** Opening DATA block **

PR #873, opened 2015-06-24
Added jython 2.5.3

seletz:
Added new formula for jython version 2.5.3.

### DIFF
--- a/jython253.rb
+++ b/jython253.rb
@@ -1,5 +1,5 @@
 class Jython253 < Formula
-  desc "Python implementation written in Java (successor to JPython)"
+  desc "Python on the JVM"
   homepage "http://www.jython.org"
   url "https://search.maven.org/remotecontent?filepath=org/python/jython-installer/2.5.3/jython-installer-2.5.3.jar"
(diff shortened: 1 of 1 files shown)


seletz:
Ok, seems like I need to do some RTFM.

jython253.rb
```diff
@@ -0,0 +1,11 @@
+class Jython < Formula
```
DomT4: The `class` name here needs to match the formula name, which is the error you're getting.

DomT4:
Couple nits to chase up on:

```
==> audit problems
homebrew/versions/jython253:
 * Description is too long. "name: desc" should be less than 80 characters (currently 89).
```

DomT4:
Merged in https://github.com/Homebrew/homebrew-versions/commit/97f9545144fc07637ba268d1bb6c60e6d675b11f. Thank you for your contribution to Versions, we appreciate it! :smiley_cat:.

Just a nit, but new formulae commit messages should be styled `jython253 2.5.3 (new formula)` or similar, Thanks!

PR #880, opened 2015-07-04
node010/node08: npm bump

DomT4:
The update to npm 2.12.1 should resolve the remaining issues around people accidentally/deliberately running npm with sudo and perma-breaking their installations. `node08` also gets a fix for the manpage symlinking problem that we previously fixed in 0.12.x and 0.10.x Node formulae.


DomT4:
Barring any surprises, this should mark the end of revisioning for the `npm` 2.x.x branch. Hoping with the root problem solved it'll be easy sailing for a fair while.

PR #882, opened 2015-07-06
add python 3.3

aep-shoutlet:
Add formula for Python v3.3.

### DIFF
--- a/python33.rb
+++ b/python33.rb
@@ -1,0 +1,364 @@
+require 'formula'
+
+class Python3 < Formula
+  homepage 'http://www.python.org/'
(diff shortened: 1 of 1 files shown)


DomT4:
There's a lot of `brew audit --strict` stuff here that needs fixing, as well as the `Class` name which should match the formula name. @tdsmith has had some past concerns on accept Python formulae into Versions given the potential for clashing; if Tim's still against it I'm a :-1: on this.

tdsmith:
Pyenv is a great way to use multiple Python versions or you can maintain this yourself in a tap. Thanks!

** Closing DATA block **

A verbatim copy of all the records is required. Write it out in full.

PR #873, opened 2015-06-24
Added jython 2.5.3

seletz:
Added new formula for jython version 2.5.3.

### DIFF
--- a/jython253.rb
+++ b/jython253.rb
@@ -1,5 +1,5 @@
 class Jython253 < Formula
-  desc "Python implementation written in Java (successor to JPython)"
+  desc "Python on the JVM"
   homepage "http://www.jython.org"
   url "https://search.maven.org/remotecontent?filepath=org/python/jython-installer/2.5.3/jython-installer-2.5.3.jar"
(diff shortened: 1 of 1 files shown)


seletz:
Ok, seems like I need to do some RTFM.

jython253.rb
```diff
@@ -0,0 +1,11 @@
+class Jython < Formula
```
DomT4: The `class` name here needs to match the formula name, which is the error you're getting.

DomT4:
Couple nits to chase up on:

```
==> audit problems
homebrew/versions/jython253:
 * Description is too long. "name: desc" should be less than 80 characters (currently 89).
```

DomT4:
Merged in https://github.com/Homebrew/homebrew-versions/commit/97f9545144fc07637ba268d1bb6c60e6d675b11f. Thank you for your contribution to Versions, we appreciate it! :smiley_cat:.

Just a nit, but new formulae commit messages should be styled `jython253 2.5.3 (new formula)` or similar, Thanks!

PR #880, opened 2015-07-04
node010/node08: npm bump

DomT4:
The update to npm 2.12.1 should resolve the remaining issues around people accidentally/deliberately running npm with sudo and perma-breaking their installations. `node08` also gets a fix for the manpage symlinking problem that we previously fixed in 0.12.x and 0.10.x Node formulae.


DomT4:
Barring any surprises, this should mark the end of revisioning for the `npm` 2.x.x branch. Hoping with the root problem solved it'll be easy sailing for a fair while.

PR #882, opened 2015-07-06
add python 3.3

aep-shoutlet:
Add formula for Python v3.3.

### DIFF
--- a/python33.rb
+++ b/python33.rb
@@ -1,0 +1,364 @@
+require 'formula'
+
+class Python3 < Formula
+  homepage 'http://www.python.org/'
(diff shortened: 1 of 1 files shown)


DomT4:
There's a lot of `brew audit --strict` stuff here that needs fixing, as well as the `Class` name which should match the formula name. @tdsmith has had some past concerns on accept Python formulae into Versions given the potential for clashing; if Tim's still against it I'm a :-1: on this.

tdsmith:
Pyenv is a great way to use multiple Python versions or you can maintain this yourself in a tap. Thanks!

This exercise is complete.